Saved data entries
=-=-=-=-=

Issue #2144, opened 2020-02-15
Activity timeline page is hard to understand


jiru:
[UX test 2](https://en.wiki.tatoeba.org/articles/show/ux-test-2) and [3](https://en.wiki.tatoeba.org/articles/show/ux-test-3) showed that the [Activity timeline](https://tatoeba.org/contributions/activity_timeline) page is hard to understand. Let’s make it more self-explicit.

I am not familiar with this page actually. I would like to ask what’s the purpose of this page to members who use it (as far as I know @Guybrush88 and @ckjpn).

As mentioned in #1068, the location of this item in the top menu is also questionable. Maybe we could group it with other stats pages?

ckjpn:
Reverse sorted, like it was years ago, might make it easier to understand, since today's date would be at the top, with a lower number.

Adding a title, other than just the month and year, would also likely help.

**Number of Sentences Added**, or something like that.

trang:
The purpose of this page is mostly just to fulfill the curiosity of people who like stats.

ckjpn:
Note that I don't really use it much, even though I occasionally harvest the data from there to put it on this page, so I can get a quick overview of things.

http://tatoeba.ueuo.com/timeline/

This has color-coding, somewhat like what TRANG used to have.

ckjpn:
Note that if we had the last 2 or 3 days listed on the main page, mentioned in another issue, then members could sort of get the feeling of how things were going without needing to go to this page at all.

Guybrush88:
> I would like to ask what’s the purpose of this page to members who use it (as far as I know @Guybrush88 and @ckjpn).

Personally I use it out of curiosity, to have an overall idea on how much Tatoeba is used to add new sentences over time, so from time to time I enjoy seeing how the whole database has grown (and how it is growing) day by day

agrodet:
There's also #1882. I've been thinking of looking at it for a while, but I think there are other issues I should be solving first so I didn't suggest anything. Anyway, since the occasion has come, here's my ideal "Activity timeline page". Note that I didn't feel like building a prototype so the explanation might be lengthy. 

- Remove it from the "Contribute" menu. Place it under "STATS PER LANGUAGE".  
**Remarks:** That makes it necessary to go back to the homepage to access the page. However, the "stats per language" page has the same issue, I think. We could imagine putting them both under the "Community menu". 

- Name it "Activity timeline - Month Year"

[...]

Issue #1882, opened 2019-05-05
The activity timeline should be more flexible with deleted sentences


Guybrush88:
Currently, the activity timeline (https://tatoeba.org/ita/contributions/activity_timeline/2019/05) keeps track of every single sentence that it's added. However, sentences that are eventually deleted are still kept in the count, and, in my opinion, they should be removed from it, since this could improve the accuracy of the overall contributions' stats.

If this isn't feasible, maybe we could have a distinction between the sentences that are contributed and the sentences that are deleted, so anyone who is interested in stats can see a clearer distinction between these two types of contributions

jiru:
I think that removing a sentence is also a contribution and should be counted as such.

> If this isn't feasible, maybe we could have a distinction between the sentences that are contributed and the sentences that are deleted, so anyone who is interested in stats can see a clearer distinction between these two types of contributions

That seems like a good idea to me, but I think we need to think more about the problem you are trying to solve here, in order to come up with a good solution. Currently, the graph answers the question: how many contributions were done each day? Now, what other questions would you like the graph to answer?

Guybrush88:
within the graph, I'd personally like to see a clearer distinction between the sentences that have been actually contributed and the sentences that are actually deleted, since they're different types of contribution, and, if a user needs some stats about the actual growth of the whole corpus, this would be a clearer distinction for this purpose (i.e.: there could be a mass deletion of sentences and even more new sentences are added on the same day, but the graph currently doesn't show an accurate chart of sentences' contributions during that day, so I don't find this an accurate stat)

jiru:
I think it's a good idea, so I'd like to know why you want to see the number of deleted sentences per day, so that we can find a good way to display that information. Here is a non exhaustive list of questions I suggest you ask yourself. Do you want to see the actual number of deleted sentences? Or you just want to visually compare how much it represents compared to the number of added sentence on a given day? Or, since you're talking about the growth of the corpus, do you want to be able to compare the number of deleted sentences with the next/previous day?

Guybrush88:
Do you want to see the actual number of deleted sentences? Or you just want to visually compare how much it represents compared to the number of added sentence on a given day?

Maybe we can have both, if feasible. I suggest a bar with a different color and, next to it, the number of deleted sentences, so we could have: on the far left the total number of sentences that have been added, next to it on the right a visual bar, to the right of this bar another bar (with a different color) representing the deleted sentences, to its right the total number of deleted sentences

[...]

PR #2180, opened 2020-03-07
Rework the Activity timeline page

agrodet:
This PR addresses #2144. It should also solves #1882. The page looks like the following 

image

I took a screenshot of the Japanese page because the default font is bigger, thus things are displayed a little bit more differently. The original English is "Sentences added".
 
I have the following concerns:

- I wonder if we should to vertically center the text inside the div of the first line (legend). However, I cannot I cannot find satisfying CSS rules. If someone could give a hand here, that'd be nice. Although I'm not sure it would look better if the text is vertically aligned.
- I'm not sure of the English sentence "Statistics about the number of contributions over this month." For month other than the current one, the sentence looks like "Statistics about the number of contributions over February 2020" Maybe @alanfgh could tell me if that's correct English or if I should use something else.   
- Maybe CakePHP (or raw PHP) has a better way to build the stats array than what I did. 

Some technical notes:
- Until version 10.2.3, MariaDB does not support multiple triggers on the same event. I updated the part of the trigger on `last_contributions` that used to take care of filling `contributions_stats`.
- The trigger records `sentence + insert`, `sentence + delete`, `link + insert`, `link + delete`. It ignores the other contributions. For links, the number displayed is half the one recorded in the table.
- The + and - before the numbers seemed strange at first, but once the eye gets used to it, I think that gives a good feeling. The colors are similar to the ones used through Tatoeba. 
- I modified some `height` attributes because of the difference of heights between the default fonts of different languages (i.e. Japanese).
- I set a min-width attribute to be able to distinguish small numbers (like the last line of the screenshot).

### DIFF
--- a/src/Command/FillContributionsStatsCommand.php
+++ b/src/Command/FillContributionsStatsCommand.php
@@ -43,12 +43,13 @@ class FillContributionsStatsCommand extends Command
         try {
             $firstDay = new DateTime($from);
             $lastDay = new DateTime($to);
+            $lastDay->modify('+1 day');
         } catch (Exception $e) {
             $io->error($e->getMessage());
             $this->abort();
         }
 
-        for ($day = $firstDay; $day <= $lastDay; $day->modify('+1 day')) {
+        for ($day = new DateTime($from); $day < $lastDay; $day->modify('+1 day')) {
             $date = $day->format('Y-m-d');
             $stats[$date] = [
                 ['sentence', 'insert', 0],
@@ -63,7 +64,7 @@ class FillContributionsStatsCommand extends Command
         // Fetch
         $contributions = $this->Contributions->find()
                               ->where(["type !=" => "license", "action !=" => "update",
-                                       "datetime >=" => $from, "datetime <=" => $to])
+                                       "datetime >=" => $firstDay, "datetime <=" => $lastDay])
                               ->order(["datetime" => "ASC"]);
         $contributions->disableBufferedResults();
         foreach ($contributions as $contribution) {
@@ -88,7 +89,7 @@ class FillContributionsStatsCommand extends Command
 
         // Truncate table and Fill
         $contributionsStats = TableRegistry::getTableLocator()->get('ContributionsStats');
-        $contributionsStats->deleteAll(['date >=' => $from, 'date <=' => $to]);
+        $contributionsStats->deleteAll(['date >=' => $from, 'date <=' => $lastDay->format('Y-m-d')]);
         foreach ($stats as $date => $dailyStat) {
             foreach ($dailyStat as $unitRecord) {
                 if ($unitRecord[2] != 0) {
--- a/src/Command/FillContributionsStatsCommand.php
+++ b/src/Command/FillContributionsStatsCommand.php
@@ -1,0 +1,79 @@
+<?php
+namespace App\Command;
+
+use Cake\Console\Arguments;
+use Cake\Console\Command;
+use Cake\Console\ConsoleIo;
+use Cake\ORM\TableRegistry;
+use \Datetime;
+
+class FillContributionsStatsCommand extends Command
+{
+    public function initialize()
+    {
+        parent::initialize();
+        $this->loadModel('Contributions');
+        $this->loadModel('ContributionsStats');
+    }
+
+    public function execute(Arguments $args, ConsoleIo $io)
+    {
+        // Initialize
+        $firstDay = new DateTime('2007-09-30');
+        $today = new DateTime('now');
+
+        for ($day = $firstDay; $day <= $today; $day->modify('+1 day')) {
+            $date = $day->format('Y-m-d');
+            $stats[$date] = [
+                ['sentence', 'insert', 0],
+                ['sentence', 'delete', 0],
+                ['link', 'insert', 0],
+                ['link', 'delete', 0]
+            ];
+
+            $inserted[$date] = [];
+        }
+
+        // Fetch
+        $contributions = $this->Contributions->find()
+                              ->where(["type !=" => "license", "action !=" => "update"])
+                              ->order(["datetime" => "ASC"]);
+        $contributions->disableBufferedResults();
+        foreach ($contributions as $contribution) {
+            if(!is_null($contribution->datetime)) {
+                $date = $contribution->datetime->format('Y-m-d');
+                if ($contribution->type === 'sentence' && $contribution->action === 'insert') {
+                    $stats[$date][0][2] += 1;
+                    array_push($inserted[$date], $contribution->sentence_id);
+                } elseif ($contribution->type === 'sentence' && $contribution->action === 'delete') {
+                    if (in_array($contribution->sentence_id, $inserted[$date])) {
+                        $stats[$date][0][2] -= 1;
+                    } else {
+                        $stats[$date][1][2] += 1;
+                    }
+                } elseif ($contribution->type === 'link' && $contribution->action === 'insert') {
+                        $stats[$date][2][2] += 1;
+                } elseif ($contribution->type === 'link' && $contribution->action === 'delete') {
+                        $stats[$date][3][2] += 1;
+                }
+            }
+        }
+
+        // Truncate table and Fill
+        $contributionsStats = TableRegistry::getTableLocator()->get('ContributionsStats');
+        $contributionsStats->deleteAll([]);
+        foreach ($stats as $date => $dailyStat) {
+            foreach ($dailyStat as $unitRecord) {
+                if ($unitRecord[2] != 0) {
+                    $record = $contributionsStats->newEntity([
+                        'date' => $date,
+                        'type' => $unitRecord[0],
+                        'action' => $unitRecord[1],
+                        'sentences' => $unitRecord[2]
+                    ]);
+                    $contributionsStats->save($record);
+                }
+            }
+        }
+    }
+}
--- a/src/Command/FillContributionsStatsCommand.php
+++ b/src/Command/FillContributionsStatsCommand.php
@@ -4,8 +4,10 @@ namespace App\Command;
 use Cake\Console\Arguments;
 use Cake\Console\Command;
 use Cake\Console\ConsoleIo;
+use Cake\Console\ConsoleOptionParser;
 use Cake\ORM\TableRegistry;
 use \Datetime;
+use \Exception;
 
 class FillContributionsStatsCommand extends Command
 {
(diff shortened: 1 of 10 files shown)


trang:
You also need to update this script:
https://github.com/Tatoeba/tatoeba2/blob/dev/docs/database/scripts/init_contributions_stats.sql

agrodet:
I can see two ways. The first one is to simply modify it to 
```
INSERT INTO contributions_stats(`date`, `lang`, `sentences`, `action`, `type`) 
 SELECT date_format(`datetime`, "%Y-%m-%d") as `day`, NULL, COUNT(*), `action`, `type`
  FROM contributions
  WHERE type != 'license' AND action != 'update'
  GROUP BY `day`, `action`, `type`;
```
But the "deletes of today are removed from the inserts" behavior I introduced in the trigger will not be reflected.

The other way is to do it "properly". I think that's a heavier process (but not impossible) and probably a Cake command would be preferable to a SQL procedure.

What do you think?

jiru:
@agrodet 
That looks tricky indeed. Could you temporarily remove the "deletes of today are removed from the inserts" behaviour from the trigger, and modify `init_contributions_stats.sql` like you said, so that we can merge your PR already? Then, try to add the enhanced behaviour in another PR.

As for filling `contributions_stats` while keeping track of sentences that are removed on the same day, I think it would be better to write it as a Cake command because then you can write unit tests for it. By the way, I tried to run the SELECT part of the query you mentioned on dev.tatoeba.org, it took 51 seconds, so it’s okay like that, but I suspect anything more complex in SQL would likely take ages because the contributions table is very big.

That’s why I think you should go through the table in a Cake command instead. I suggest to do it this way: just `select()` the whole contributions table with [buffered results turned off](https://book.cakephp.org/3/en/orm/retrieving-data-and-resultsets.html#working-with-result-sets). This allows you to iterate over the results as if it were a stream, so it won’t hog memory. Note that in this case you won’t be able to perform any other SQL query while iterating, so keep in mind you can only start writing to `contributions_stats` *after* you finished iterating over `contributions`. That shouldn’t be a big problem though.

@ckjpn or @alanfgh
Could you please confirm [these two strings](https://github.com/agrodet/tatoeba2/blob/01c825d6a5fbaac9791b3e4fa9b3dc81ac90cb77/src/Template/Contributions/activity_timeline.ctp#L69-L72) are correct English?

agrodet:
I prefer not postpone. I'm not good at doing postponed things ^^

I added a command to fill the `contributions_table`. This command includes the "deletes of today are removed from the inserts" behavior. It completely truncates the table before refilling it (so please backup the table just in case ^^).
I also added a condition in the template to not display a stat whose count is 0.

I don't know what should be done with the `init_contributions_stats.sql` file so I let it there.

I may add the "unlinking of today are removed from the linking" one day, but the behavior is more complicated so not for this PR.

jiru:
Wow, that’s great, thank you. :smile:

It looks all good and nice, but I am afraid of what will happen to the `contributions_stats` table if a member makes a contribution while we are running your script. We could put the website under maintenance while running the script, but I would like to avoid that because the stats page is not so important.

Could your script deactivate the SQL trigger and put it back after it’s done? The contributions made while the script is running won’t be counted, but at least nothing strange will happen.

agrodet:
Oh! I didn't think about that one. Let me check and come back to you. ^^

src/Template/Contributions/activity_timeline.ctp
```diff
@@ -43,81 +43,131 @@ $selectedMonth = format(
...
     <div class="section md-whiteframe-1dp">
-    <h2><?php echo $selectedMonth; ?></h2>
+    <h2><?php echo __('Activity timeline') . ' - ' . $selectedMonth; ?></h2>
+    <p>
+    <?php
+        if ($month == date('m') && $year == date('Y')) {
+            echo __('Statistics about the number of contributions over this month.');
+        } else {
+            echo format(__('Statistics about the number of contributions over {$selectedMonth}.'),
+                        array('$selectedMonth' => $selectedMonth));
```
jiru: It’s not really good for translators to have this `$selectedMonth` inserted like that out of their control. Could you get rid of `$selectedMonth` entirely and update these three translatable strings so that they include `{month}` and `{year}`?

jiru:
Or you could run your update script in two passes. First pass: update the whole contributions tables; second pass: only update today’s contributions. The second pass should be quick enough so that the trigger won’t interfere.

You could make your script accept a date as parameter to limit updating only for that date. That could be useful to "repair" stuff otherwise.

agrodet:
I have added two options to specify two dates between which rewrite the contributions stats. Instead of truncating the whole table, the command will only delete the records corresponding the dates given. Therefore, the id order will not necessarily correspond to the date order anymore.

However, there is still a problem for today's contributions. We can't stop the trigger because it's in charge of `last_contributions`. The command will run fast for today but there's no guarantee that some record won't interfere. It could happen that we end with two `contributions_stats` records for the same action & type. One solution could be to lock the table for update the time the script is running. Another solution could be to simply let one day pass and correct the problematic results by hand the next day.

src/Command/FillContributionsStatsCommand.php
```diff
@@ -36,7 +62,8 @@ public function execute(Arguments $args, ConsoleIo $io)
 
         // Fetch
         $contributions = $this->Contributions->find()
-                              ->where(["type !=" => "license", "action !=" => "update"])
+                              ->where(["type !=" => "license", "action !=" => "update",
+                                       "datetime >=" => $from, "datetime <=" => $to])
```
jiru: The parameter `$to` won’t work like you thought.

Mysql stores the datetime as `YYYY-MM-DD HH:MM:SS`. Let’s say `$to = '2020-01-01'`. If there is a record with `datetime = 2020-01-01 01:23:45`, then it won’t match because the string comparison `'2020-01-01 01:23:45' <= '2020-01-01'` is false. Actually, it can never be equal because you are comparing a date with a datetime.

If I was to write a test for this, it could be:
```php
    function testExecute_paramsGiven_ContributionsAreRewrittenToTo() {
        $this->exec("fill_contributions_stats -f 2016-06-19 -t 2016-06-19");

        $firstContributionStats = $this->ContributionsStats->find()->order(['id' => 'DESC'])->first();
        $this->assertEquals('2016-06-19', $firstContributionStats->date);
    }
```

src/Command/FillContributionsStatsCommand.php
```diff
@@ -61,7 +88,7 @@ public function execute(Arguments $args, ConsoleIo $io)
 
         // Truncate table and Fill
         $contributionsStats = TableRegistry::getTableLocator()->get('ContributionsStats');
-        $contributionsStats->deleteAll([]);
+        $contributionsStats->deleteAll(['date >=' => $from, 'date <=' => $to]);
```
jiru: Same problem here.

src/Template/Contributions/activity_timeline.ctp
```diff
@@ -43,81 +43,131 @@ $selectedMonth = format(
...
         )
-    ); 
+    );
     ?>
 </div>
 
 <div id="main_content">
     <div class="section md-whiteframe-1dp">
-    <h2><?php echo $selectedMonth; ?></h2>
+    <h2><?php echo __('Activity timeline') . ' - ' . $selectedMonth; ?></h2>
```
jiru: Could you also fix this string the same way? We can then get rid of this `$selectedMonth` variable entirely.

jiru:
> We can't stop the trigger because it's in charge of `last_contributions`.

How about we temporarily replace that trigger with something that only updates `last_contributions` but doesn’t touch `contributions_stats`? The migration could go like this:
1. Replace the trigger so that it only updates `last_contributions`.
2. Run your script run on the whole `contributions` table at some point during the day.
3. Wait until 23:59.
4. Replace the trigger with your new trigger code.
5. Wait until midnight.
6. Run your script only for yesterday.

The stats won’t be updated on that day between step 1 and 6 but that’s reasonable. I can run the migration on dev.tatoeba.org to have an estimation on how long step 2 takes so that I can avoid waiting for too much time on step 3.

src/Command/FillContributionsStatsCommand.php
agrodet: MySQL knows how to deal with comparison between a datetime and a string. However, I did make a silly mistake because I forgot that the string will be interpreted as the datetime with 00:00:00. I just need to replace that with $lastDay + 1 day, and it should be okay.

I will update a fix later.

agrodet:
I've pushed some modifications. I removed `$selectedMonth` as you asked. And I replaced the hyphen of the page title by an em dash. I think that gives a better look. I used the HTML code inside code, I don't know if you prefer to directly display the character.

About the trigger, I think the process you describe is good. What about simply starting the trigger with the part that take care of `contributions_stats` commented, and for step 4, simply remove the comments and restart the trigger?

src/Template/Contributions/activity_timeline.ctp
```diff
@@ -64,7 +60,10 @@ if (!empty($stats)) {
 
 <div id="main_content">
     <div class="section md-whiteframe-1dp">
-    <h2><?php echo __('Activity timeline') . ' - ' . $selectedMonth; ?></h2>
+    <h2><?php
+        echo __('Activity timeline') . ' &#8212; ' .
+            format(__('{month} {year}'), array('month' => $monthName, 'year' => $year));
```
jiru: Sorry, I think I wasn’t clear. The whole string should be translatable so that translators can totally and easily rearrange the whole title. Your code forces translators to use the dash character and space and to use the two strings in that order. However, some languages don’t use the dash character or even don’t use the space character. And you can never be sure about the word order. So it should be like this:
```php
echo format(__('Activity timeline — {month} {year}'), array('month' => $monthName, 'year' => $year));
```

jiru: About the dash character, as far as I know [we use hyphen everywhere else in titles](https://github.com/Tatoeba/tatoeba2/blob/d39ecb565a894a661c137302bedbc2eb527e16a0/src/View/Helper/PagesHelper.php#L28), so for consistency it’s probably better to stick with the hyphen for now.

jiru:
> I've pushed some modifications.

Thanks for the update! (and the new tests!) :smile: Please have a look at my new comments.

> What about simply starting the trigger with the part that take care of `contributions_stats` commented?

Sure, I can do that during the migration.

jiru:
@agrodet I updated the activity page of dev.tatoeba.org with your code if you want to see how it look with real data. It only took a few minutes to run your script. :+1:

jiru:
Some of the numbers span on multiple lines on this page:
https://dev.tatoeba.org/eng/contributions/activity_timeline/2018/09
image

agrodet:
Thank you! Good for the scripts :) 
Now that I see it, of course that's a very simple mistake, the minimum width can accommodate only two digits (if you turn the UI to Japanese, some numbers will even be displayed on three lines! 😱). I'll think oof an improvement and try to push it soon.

=-=-=-=-=

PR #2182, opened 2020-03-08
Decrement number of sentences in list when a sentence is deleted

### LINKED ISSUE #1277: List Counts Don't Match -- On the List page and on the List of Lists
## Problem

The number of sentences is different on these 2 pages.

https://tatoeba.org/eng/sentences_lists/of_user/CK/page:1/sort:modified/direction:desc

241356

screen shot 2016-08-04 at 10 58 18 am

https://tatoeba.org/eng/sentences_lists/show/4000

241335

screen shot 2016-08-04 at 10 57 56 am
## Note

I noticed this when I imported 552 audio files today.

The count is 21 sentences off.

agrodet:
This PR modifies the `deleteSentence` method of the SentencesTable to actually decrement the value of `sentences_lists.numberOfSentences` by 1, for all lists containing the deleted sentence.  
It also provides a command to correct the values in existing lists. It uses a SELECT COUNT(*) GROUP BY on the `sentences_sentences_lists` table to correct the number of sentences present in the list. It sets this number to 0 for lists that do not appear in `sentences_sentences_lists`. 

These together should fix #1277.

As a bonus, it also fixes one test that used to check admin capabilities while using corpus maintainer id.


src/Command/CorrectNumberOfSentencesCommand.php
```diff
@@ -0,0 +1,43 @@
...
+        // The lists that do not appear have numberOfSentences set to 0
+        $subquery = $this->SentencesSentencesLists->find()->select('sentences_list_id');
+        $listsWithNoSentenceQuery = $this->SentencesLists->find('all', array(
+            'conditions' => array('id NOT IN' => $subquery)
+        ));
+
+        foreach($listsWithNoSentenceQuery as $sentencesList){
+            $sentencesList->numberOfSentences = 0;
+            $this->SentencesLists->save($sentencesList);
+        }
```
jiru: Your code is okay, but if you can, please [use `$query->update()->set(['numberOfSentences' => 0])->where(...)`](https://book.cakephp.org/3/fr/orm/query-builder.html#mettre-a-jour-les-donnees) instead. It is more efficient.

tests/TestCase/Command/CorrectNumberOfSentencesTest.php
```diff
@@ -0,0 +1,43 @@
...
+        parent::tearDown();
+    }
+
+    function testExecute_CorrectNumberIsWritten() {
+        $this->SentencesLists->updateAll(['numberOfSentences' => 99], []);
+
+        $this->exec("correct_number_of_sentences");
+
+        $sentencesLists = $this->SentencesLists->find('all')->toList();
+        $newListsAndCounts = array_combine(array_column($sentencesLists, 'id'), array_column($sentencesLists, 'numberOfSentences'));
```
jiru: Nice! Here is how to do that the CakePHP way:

=-=-=-=-=

BRIEF.
Each line above that has the word "represents" must be copied.

RESULT OF THE EXERCISE.
I think it's a good idea, so I'd like to know why you want to see the number of deleted sentences per day, so that we can find a good way to display that information. Here is a non exhaustive list of questions I suggest you ask yourself. Do you want to see the actual number of deleted sentences? Or you just want to visually compare how much it represents compared to the number of added sentence on a given day? Or, since you're talking about the growth of the corpus, do you want to be able to compare the number of deleted sentences with the next/previous day?
Do you want to see the actual number of deleted sentences? Or you just want to visually compare how much it represents compared to the number of added sentence on a given day?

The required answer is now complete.